Not sure about you, but I'd prefer seeing more colours on wider and larger screens such as TV (40"-60"), Monitors (20"-40"), etc.

Then again, Smartphones are sold more often than TVs and Monitors. I think the growth is being looked at as mass production and could lower the cost for 4K Quantum TVs (push aside, Quatro!).

July 9, 2014 | 05:24 PM - Posted by Anonymous (not verified)

he said penetration

July 10, 2014 | 09:04 AM - Posted by Anonymous (not verified)

If I'm not mistaken Sony already has been using this tech for almost 2 years now?


I have a Sony 55W905A set with this. The high color saturation settings are useless, as long as no content is shot or calibrated to make use of it. Normal content is far too saturated in these settings.

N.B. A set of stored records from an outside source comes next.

PR #229, opened 2021-04-08
added solution

Vlad-Andr:

PR #232, opened 2021-04-09
added solution/ second attempt

Vlad-Andr:


Vlad-Andr:
https://github.com/mate-academy/jv-array-list/pull/229 - previous PR

src/main/java/core/basesyntax/ArrayList.java
```diff
@@ -1,49 +1,132 @@
...
     public void add(T value, int index) {
+        if (index > size || index < 0) {
+            throw new ArrayListIndexOutOfBoundsException("Index out of bound");
+        }
 
+        int arrayLength = arrayOfObjects.length;
+        Object[] tempo = new Object[arrayLength + 1];
+        System.arraycopy(arrayOfObjects, 0, tempo, 0, arrayLength);
+        arrayOfObjects = null;
+        arrayOfObjects = new Object[arrayLength + 1];
```
Max-Pochepets, line 34: why do you explicitly set array to null?

src/main/java/core/basesyntax/ArrayList.java
```diff
@@ -1,49 +1,132 @@
...
 
     @Override
     public void add(T value, int index) {
+        if (index > size || index < 0) {
+            throw new ArrayListIndexOutOfBoundsException("Index out of bound");
+        }
 
+        int arrayLength = arrayOfObjects.length;
+        Object[] tempo = new Object[arrayLength + 1];
+        System.arraycopy(arrayOfObjects, 0, tempo, 0, arrayLength);
```
Max-Pochepets, line 32: `System.arraycopy` creates a buffer array inside, no need to create it here

src/main/java/core/basesyntax/ArrayList.java
```diff
@@ -1,49 +1,132 @@
...
+        System.arraycopy(tempo, index, arrayOfObjects,
+                index + 1, size - index);
+
+        size++;
     }
 
     @Override
     public void addAll(List<T> list) {
-
+        Object[] listArray = toArray(list);
```
Max-Pochepets, line 45: don't make an array, list has a method to get an element

src/main/java/core/basesyntax/ArrayList.java
```diff
@@ -1,49 +1,132 @@
...
     }
 
     @Override
     public T remove(int index) {
-        return null;
+        Object objectByIndex;
+        if (index >= 0 && index < size) {
+            objectByIndex = arrayOfObjects[index];
+            Object[] tempArrayFirstPart = new Object[index];
+            Object[] tempArraySecondPart = new Object[size - index - 1];
```
Max-Pochepets, line 75: System.arraycopy handles all this, read about how this method works

Max-Pochepets (changes requested):

src/main/java/core/basesyntax/ArrayList.java
```diff
@@ -1,49 +1,113 @@
...
-
+        for (int i = 0; i < list.size(); i++) {
+            add(list.get(i));
+        }
     }
 
     @Override
     public T get(int index) {
-        return null;
+        if (index < size && index >= 0) {
```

Colors are also no better than for instance my Eizo CG303W, which uses CCFL and an AU Optronics panel (I think).

...q-dot is supposed to achieve good results both at lower energy use and cost.

July 13, 2014 | 11:05 PM - Posted by DerekR (not verified)

" Current mass production relies mostly on heavy metals such as Cadmium ..."

I worry that China is going to play a major role in the impact on supply, the environment, and ultimately on the price.

I took a look at which countries are producing Cadmium. China, of course, is #1 by a big margin, but interestingly, more responsible nations such as, Korea and Japan are #2 and #3 respectively. Canada is top 5 as well.